Last year, when the complete draft NRC was published on July 30, the fate of orphaned and homeless children got shrouded in a similar doubt. Among the 40-lakh-odd people excluded out of a total of around 3.29 crore applicants, names of a majority of such children in Assam had been missing too. The reason for exclusion at that time was the same as now — a lack of clear instructions from the authorities.
Paresh Baidyakar says that he had applied for around 150 children living in his village in Hojai at the time of the application round in 2015. Among other things, the documents used for the purpose included detailed records of where the children had been brought from and how long they had been living under their care.
“But not a single name came up in the draft NRC published last year. This, we learned later, was because no standard rule had existed till then to cover such cases,” he says.
Father Lukose Cheruvalel, who headed the Snehalaya Child Care Institute in Guwahati between 2001 and late 2015, claims that he had led a delegation in early 2015 to meet Prateek Hajela, the NRC State Coordinator, to raise the issue of orphaned and homeless children in the state.
“We had met him even before the application round for NRC began in mid-2015. This was done so that a proper mechanism could be put in place by the time the process had actually started,” Cheruvalel says.
But to Cheruvalel’s surprise, when the draft NRC came out in July last year, it left out most of these orphan children. He opines: “Given the appeal we had made earlier, to see the names of those excluded children only because of the absence of proper rules in the process, was in a way a denial of juvenile justice.”
The problem was however addressed eventually, but not before November. A series of guidelines, approved by the Supreme Court and labelled as the Standard Operating Procedure (SOP), came in place to lay down a set of modalities.
These were to be followed for two purposes: first, reapplication for those whose names were omitted from the draft NRC; and second, for raising objections against allegedly suspect names included in the draft NRC. The process, known as ‘Claims and Objections’, ran between September 25 and December 31 last year. All such claims and objections began to be verified by the NRC authority shortly after that.
Regarding the orphaned and destitute children, the SOP adopted a relaxed stance. Simply put, it stated that unlike other applicants, the documents submitted by the institutional homes on the children’s behalf will not require to be supported by anything else. Their citizenship, the clause continued, will be ascertained after the necessary verification of those papers by a committee of certain specified officials at the circle and district levels.
According to Subodh Das, this was a breather to all of them. He says that the authorised committee now accepted and verified the same sets of documents that had not been considered earlier.
“This allowed us to reapply for 140 children who had been left out last year.
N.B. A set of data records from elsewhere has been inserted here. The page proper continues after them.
Issue #4377, opened 2018-12-13
Enable some disabled analyzers


drewnoakes:
#4374 upgraded the Roslyn Analyzers we import.

There are some new diagnostics in `Microsoft.NetFramework.Analyzers` that are worth looking at. In that PR I disabled them:

- [x] CA2153: Do not catch CorruptedStateExceptions 
- [x] CA2235: Mark all non-serializable fields (PR #4402)

Another in `Microsoft.CodeQuality.Analyzers`:

- [x] CA1820: Test for empty strings using string length

PR #4402, opened 2018-12-17
Enable CA2235 (non serializable fields on serializable types)

drewnoakes:
Relates to #4377

~These changes fix the errors, but looking at these I wonder whether the types wouldn't failed serialisation anyway, and if it wouldn't be better to just make them non-serialisable.~

### DIFF
--- a/build/Default.ruleset
+++ b/build/Default.ruleset
@@ -65,7 +65,7 @@
   </Rules>
   <Rules AnalyzerId="Microsoft.NetFramework.Analyzers" RuleNamespace="Microsoft.NetFramework.Analyzers">
     <Rule Id="CA2153" Action="None" /> <!-- TODO do not catch CorruptedStateExceptions -->
-    <Rule Id="CA2235" Action="None" /> <!-- TODO mark all non-serializable fields -->
+    <Rule Id="CA2235" Action="Error" />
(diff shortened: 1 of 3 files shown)


davkean:
This is just noise as it just does it own serialization; implements GetObjectData.

Pilchie:
So, potentially use a local suppressmessage attribute on each of those types, instead of doing all the fields?

drewnoakes:
I believe the diagnostic to be incorrect, so opened:

- https://github.com/dotnet/roslyn-analyzers/issues/1970
- https://github.com/dotnet/roslyn/issues/32133 (related, also to #4415)

Will revisit this PR soon to get it cleaned up.

drewnoakes:
If https://github.com/dotnet/roslyn-analyzers/pull/1971 is merged then we can ignore suppression altogether.

drewnoakes:
It's merged, but the build's borked. 

https://devdiv.visualstudio.com/DevDiv/_build?definitionId=9244&_a=summary

drewnoakes:
The build recovered. I've updated the analyzer package to include dotnet/roslyn-analyzers#1971 which fixes the false positives.

The one remaining diagnostic was valid. Please review the type for which I removed `SerializableAttribute`.

jmarolf:
Looks good 👍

We have been assured that all of them will find their names in the upcoming citizens’ register on August 31,” Das adds with satisfaction.
While the SOP has plugged the initial procedural loopholes, there still remain a few loose ends to tie up. The problem surrounding the children who have joined care homes after 2015 is the most immediate one.
However, as things stand at the moment, in the run-up to August 31, all one can do is wait and pray.
“Now that there is hardly any time left, we just hope that the authority will deal with all such cases on a priority basis after the NRC publication. They should come up with something similar to last year’s SOP,” says Anamika Baruah, a Coordinator at Snehalaya in Guwahati, who, like many others, is happy with the manner in which the SOP addressed the previous shortcomings relating to the orphans. “If such modalities come into effect again, we believe all the remaining children can be easily included in the citizens’ register. There shouldn’t be much of a bother. But till then, let’s just wait and watch,” she sums up with anticipation.